Enabling a clinical trial to happen for Sanfilippo Syndrome Type C is among the priorities of Cure Sanfilippo Foundation. And families of children around the world with Type C are helping.
Recently, Kampen Mot Klocken (Fight Against the Clock), a Swedish Sanfilippo group, raised $23,000 and donated it to Cure Sanfilippo in honor of Eyra who has Sanfilippo Syndrome Type C.
Kampen Mot Klocken raised the funds through creative and sometimes-frigid events throughout the year.
“These funds were raised THANKS to volunteers who arranged dance shows, running events, a farmers day, and even a Christmas Day dip in the freezing ocean!” said Eyra’s mom . “But most of it comes from many small donations from all over Sweden – people who just wanted to help us. We have so much gratitude to both our amazing volunteers and donors.”

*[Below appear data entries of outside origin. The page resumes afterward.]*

PR #528, opened 2026-09-08
fix(gmuxd,build): patch-release polish — bounded scan guard, diagnostic dev version

mgabor3141:
Two small daemon/scripts fixes for v2.1.1, plus the disposition of a third
reported item that does not reproduce on `main`.

## 1. Bound the conversation scan guard to in-flight work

“These funds will go directly toward moving the Type C program forward toward a hopeful gene therapy clinical trial,” said Foundation President Glenn O’Neill. “Cure Sanfilippo is so thankful for this support from around the globe.”
Eyra’s family is one of many Type C families globally working to support the Foundation’s Type C program, including the partner families of Connor, Jonah, Mia, and Saga & Maia.